Data records:
------------------------------

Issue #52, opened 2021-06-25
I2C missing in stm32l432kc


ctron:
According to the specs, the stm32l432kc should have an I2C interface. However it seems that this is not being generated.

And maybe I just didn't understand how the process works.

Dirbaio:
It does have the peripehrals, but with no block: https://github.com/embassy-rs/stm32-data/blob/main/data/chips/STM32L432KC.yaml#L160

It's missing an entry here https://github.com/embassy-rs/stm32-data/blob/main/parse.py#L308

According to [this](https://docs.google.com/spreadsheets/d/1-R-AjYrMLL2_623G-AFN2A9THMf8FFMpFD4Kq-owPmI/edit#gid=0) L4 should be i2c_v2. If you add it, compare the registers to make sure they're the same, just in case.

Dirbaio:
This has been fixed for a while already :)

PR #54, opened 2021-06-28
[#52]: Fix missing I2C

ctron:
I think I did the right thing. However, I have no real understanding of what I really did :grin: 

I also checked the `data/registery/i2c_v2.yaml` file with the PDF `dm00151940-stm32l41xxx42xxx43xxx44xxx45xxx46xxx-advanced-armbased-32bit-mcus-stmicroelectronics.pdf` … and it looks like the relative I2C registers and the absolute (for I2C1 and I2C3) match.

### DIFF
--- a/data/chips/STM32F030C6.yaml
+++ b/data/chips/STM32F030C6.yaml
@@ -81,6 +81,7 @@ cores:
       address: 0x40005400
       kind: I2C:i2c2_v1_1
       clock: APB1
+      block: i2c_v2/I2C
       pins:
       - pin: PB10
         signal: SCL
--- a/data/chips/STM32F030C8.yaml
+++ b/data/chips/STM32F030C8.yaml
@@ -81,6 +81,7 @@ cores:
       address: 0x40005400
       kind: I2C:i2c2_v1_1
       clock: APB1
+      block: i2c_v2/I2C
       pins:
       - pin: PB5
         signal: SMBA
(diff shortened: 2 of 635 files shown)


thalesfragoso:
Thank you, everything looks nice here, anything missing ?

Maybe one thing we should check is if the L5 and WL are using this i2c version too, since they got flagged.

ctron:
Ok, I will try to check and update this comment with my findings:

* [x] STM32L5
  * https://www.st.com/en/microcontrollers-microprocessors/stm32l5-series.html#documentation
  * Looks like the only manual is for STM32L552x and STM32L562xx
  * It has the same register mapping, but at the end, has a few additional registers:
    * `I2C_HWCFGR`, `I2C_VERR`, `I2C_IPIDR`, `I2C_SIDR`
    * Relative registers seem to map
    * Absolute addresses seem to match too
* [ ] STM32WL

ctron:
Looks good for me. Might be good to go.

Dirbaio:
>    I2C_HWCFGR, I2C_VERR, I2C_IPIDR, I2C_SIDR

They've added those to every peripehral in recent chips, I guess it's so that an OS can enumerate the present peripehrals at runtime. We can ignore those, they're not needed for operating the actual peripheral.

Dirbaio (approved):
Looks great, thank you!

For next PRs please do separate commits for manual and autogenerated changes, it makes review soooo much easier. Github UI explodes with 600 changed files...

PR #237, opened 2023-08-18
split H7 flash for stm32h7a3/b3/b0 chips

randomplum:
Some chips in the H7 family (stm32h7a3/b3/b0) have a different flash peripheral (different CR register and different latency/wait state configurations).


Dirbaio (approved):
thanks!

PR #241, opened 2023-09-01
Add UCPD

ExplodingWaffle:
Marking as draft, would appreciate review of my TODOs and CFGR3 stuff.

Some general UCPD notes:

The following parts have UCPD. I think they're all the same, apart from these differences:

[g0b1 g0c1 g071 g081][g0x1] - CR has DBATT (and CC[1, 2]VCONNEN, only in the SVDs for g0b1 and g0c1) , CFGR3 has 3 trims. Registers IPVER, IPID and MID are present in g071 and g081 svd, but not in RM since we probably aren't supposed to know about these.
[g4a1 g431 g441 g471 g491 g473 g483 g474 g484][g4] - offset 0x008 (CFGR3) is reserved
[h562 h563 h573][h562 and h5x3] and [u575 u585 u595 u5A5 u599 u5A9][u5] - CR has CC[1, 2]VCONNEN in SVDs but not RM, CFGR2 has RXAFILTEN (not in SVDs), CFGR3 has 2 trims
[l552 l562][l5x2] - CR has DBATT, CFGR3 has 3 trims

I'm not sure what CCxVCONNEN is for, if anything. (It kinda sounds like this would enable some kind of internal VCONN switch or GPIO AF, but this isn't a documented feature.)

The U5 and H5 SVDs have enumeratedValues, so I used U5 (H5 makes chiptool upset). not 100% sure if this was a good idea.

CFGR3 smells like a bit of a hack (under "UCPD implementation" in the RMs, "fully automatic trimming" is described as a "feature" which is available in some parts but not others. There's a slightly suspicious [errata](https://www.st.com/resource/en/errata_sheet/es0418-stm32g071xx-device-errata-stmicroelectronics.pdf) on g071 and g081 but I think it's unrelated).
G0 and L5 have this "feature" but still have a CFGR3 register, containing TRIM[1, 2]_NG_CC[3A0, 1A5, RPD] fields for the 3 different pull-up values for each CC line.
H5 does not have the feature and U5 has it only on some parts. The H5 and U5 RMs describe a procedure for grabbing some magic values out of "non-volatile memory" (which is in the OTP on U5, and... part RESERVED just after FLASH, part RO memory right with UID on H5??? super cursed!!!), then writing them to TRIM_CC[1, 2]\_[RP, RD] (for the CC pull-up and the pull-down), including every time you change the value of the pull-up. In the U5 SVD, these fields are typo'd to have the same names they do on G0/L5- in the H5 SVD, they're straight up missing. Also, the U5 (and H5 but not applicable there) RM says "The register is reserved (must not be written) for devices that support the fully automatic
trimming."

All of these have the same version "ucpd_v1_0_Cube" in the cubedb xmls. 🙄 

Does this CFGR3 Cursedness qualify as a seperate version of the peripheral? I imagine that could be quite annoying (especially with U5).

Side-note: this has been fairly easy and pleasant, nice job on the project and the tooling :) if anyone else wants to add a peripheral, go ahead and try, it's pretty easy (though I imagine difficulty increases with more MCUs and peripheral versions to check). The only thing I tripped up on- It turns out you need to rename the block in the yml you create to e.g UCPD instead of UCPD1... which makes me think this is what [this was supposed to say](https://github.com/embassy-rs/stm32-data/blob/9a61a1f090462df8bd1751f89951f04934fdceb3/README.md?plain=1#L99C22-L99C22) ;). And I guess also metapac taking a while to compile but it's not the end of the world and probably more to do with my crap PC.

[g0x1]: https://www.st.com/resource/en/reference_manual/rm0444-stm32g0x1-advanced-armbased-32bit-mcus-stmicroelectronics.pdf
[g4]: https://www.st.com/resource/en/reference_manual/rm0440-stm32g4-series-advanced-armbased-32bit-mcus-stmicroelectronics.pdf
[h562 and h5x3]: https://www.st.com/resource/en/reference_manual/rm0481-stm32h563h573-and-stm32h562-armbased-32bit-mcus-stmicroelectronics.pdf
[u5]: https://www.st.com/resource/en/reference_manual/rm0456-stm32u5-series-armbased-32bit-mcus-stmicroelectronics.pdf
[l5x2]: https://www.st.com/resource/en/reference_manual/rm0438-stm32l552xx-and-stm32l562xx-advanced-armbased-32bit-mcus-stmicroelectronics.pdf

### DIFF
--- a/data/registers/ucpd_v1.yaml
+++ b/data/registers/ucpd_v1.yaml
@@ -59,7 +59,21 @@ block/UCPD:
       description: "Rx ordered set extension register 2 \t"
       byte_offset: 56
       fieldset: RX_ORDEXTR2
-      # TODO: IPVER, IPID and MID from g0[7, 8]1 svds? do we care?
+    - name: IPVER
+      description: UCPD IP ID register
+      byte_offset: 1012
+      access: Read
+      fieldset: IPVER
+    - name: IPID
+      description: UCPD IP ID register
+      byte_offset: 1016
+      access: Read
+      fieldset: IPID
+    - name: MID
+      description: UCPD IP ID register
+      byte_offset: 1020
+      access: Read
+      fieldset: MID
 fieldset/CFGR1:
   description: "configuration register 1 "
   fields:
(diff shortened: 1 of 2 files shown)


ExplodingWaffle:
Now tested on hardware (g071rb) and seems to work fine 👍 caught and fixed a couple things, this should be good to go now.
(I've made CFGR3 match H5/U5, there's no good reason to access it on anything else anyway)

------------------------------

Task objective
Reproduce only the lines above spanning from the line containing "The U5 and H5" through the line containing "Does this CFGR3", word for word.

Exercise answer
The U5 and H5 SVDs have enumeratedValues, so I used U5 (H5 makes chiptool upset). not 100% sure if this was a good idea.

CFGR3 smells like a bit of a hack (under "UCPD implementation" in the RMs, "fully automatic trimming" is described as a "feature" which is available in some parts but not others. There's a slightly suspicious [errata](https://www.st.com/resource/en/errata_sheet/es0418-stm32g071xx-device-errata-stmicroelectronics.pdf) on g071 and g081 but I think it's unrelated).
G0 and L5 have this "feature" but still have a CFGR3 register, containing TRIM[1, 2]_NG_CC[3A0, 1A5, RPD] fields for the 3 different pull-up values for each CC line.
H5 does not have the feature and U5 has it only on some parts. The H5 and U5 RMs describe a procedure for grabbing some magic values out of "non-volatile memory" (which is in the OTP on U5, and... part RESERVED just after FLASH, part RO memory right with UID on H5??? super cursed!!!), then writing them to TRIM_CC[1, 2]\_[RP, RD] (for the CC pull-up and the pull-down), including every time you change the value of the pull-up. In the U5 SVD, these fields are typo'd to have the same names they do on G0/L5- in the H5 SVD, they're straight up missing. Also, the U5 (and H5 but not applicable there) RM says "The register is reserved (must not be written) for devices that support the fully automatic
trimming."

All of these have the same version "ucpd_v1_0_Cube" in the cubedb xmls. 🙄 

Does this CFGR3 Cursedness qualify as a seperate version of the peripheral? I imagine that could be quite annoying (especially with U5).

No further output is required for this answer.